Why is it important to classify cash flow? ›

To provide timely information to management for decision-making that helps the company's operations. To offer information about the items and activities in which the available cash has been spent. To report past cash flows to generate forecasts.

What is the cash flow in economics? ›

Cash flow is a measure of how much cash a business brought in or spent in total over a period of time. Cash flow is typically broken down into cash flow from operating activities, investing activities, and financing activities on the statement of cash flows, a common financial statement.
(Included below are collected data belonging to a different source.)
PR #115, opened 2025-03-25
UN-2854 Automate generation of OpenAPI service specification.

andreidenissov-cog:
This PR extends our do_generate.sh script with the logic to also generate OpenAPI v3 specification for AgentService.

### DIFF
--- a/neuro_san/api/grpc/agent.proto
+++ b/neuro_san/api/grpc/agent.proto
@@ -21,7 +21,7 @@ syntax = "proto3";
 package dev.cognizant_ai.neuro_san.api.grpc.agent;
 
 import "google/protobuf/struct.proto";
-import "neuro_san/api/grpc/google/api/annotations.proto";
+import "google/api/annotations.proto";
 
 import "neuro_san/api/grpc/chat.proto";
 
@@ -41,7 +41,6 @@ service AgentService {
         };
     }
 
-    // Unidirectional streaming method which would supercede Chat() and Logs() above.
     // Most important semantics of the streaming:
     //  1) The "answer" to a query of any agent network is the *last* streamed
     //     AI message whose origin list is of length 1 - this indicates it is from
--- a/neuro_san/api/grpc/agent_pb2.py
+++ b/neuro_san/api/grpc/agent_pb2.py
@@ -24,11 +24,11 @@ _sym_db = _symbol_database.Default()
 
 
 from google.protobuf import struct_pb2 as google_dot_protobuf_dot_struct__pb2
-from neuro_san.api.grpc.google.api import annotations_pb2 as neuro__san_dot_api_dot_grpc_dot_google_dot_api_dot_annotations__pb2
+from google.api import annotations_pb2 as google_dot_api_dot_annotations__pb2
 from neuro_san.api.grpc import chat_pb2 as neuro__san_dot_api_dot_grpc_dot_chat__pb2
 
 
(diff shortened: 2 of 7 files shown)


neuro_san/api/grpc/google/api/annotations.proto
```diff
@@ -0,0 +1,31 @@
+// Copyright 2015 Google LLC
```
andreidenissov-cog: Files under google/api are necessary for compiling "http options" part of our protobufs.

neuro_san/api/grpc/agent_pb2.py
```diff
@@ -24,37 +24,44 @@
 
 
 from google.protobuf import struct_pb2 as google_dot_protobuf_dot_struct__pb2
```
andreidenissov-cog, line 26: agent.proto is recompiled with new "http" options added, hence the difference with previous version.

neuro_san/api/grpc/agent.proto
```diff
@@ -21,6 +21,8 @@ syntax = "proto3";
 package dev.cognizant_ai.neuro_san.api.grpc.agent;
```
andreidenissov-cog, line 22: Adding "http" options to our service definition.
This should go (somehow) into specification of http service endpoint
in OpenAPI document.

neuro_san/api/scripts/check_openapi_plugin.sh
```diff
@@ -0,0 +1,51 @@
+#!/bin/bash
+
+set -e
+
```
andreidenissov-cog, line 4: The script (generated by GPT) which will check
if required plugin protoc-gen-openapi is available and if not,
it will provide some instructions for getting and installing it.
"go install" part is tested.

neuro_san/api/scripts/convert_yaml_to_json.sh
```diff
@@ -0,0 +1,37 @@
+#!/bin/bash
+
+# Usage: ./convert_yaml_to_json.sh input.yaml output.json
```
andreidenissov-cog, line 3: This script (again generated mostly by GPT) will convert generated .yaml file (the only option for now)
into .json file.
We assume using json format for our OpenAPI document.

neuro_san/api/grpc/agent_service.json
```diff
@@ -0,0 +1,417 @@
+{
+  "openapi": "3.0.3",
```
andreidenissov-cog, line 2: And this is the result of OpenAPI document generation.
We check it in along with compiled protobuf files of neuro-san service.

neuro_san/api/scripts/do_generate.sh
```diff
@@ -16,6 +16,9 @@
 # 2) Modify the code generated by protoc to conform to Python 3
 #    by fully specifying package paths for local imports.
 
+# Exit on any error during execution
+set -e
+
 # Find out where we are
```
andreidenissov-cog, line 22: Make the script bail out immediately on any error.

neuro_san/api/scripts/do_generate.sh
```diff
@@ -30,7 +33,7 @@ TOP_LEVEL=${ANOTHER_LEVEL_UP%/*}
 GENERATED_DIR=neuro_san/api/grpc
 
 # Ordering matters w/rt where generated file is output
-PROTO_PATH="--proto_path=${TOP_LEVEL}"
+PROTO_PATH="--proto_path=${TOP_LEVEL} --proto_path=${TOP_LEVEL}/${GENERATED_DIR}"
 echo "PROTO_PATH is ${PROTO_PATH}"
```
andreidenissov-cog, line 37: That is needed for proper handling of added google/api protobuf files.

neuro_san/api/scripts/do_generate.sh
```diff
@@ -115,3 +118,26 @@ do
     cat "${COPYRIGHT_FILE}" "${SERVICE_FILE}" > "${TEMPFILE}" && mv "${TEMPFILE}" "${SERVICE_FILE}"
 
 done
+
+# Now generate OpenAI specification for our service
```
andreidenissov-cog, line 134: The part doing OpenAPI document generation.
Tested to work if openapi plug-in is installed and available.

neuro_san/api/scripts/do_generate.sh
```diff
@@ -115,3 +118,26 @@ do
...
+
+# Check that we have necessary protoc plug-in installed:
+${TOP_LEVEL}/neuro_san/api/scripts/check_openapi_plugin.sh
+
```
andreidenissov-cog, line 137: If plug-in is not available, this script will exit with instructions on how to get it.

neuro_san/api/grpc/google/api/annotations.proto
d1donlydfink: Can't we install these from someplace?
... like this :  googleapis-common-protos
https://pypi.org/project/googleapis-common-protos/

andreidenissov-cog: Yes we actually can. Switched to getting them directly from google repo.

neuro_san/api/scripts/do_generate.sh
```diff
@@ -93,6 +96,18 @@ touch "${GENERATED_DIR}"/__init__.py
...
+GOOGLE_API_DIR="${TOP_LEVEL}"/"${GENERATED_DIR}"/google/api
+mkdir -p "${GOOGLE_API_DIR}"
+
+for PROTO_FILE in ${GOOGLE_API_FILES}
+do
+    curl --header "Accept: application/vnd.github.raw+json" \
+        --output "${GOOGLE_API_DIR}"/"${PROTO_FILE}" \
+    --location --show-error --silent --fail \
+    "https://api.github.com/repos/googleapis/googleapis/contents/google/api"/"${PROTO_FILE}"
+done
```
andreidenissov-cog, line 111: Pull 2 of google API protobuf files we need directly from google repo.

neuro_san/api/grpc/agent.proto
```diff
@@ -21,6 +21,8 @@ syntax = "proto3";
...
 
 import "google/protobuf/struct.proto";
+import "neuro_san/api/grpc/google/api/annotations.proto";
```
d1donlydfink: In other repos like unileaf, we only have to do this:
```
import "google/api/annotations.proto";
```

What prevents us from doing the same thing here?

neuro_san/api/grpc/agent_service.json
d1donlydfink: ooo.
How does it compare to the swagger.json?

neuro_san/api/grpc/agent_service.json
```diff
@@ -0,0 +1,417 @@
...
+              }
+            }
+          },
+          "required": true
+        },
+        "responses": {
+          "200": {
+            "description": "OK",
+            "content": {
+              "application/json": {
```
d1donlydfink, line 122: I believe this needs to be "application/json-lines" in order to be recognized as a stream.

There are other proposals for similar functionality out there but from what I read they are only proposals
for OpenAPI 3.2-ish.   That all said, the result here is most certainly not a single json struct as implied by current content-type.

neuro_san/api/grpc/agent.proto
```diff
@@ -33,7 +35,11 @@ option go_package = "github.com/leaf-ai/neuro_san/internal/gen/dev.cognizant_ai/
...
 
     // Called when a client needs the function description of an agent.
-    rpc Function (FunctionRequest) returns (FunctionResponse) {}
+    rpc Function (FunctionRequest) returns (FunctionResponse) {
+        option (google.api.http) = {
+            get: "/api/v1/{agent_name}/function"
+        };
+    }
 
     // Unidirectional streaming method which would supercede Chat() and Logs() above.
```
d1donlydfink: Since we are changing these files, it'd be nice to get rid of the Chat() and Logs() references here.

neuro_san/api/grpc/agent_service.json
```diff
@@ -0,0 +1,417 @@
...
+          }
+        }
+      }
+    },
+    "/api/v1/{agent_name}/streaming_chat": {
+      "post": {
+        "tags": [
+          "AgentService"
+        ],
+        "description": "Unidirectional streaming method which would supercede Chat() and Logs() above.\n Most important semantics of the streaming:\n  1) The \"answer\" to a query of any agent network is the *last* streamed\n     AI message whose origin list is of length 1 - this indicates it is from\n     the FrontMan of the agent network.\n  2) To RESTfully continue your conversation with the agent network:\n     The very last AGENT_FRAMEWORK message before the stream closes will\n     have its chat_context field filled in with a structure. You can\n     copy this whole-cloth to the chat_context of your next StreamingChat\n     request to continue the conversation.",
```
d1donlydfink: Getting rid of Chat() and Logs() reference in agent.proto above would make this comment less confusing - as they are no longer there!

neuro_san/api/scripts/check_openapi_plugin.sh
```diff
@@ -0,0 +1,51 @@
...
+  echo "🛠 macOS Installation:"
+  echo "1. Install Go (version >= $REQUIRED_GO_VERSION):"
+  echo "   brew install go"
+  echo ""
+  echo "2. Install protoc-gen-openapi plug-in:"
+  echo "   go install github.com/google/gnostic/cmd/protoc-gen-openapi@latest"
+  echo ""
+  echo "3. Add to PATH:"
+  echo "   export PATH=\"\$PATH:\$HOME/go/bin\""
+elif [[ "$OS" == "Linux" ]]; then
```
d1donlydfink, line 31: Nice! Directions even I could follow! Thanks!

neuro_san/api/scripts/convert_yaml_to_json.sh
```diff
@@ -0,0 +1,37 @@
...
+  echo "✅ Using yq..."
+  yq -o=json "$INPUT" > "$OUTPUT"
+elif command -v python3 &>/dev/null; then
+  echo "⚠️ yq not found — falling back to Python..."
+  python3 - <<EOF
+import sys, json, yaml
+with open("$INPUT") as f:
+    data = yaml.safe_load(f)
+with open("$OUTPUT", "w") as f:
+    json.dump(data, f, indent=2)
```
d1donlydfink, line 27: We know people will already have Python.
Maybe just use the python to have one less dependency?

neuro_san/api/scripts/do_generate.sh
d1donlydfink: OK. If we are doing this, then wouldn't we still need to check in the files here so that path to neuro_san/blah/blah/annotations.proto is actually able to ship with the wheel file?

Still, if there is a way to just pip install these guys (proto + .py) and find them from the venv, that would be even more ideal.

andreidenissov-cog: These files used to be checked in. But no problemo, we'll check them in again.

neuro_san/api/grpc/agent.proto
andreidenissov-cog: Good catch. With extended PROTO_PATH, we now can. Fixed.

neuro_san/api/grpc/agent_service.json
andreidenissov-cog: That's interesting. 
With my generated agent_service.json, "application/json" specified as content type, I do observe that POST request goes through and I receive 2 response json structures back.
Maybe it's Postman being smart, I dunno.
I guess we need to see how it'll go with SF people.

neuro_san/api/grpc/agent.proto
andreidenissov-cog: Done.

neuro_san/api/grpc/agent_service.json
andreidenissov-cog: No longer mentioned.

neuro_san/api/scripts/convert_yaml_to_json.sh
andreidenissov-cog: OK, out goes yq. I liked it one-liner function.

neuro_san/api/grpc/agent_service.json
andreidenissov-cog: Actually, this is what my streaming_chat handler does:

self.set_header("Content-Type", "application/json-lines")
self.set_header("Transfer-Encoding", "chunked") 

Probably it's enough for any decent http client to handle it correctly.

What is flow diagram economics? ›

The circular flow model demonstrates how money moves through society. Money flows from producers to workers as wages and flows back to producers as payment for products. In short, an economy is an endless circular flow of money.

What is the cash flow flowchart? ›

Cash flow represents the net amount of money leaving and entering your business – cash received, and cash spent. A cash flow chart takes these figures across a range of weeks or months and uses them to plot a graph that you can trace to see when your business is at its most profitable and when it's losing money.

What is cash flow in civil engineering? ›

Cash flow refers to the movement of money into and out of a construction project over a specific period of time. It's a crucial aspect of managing a construction business or project.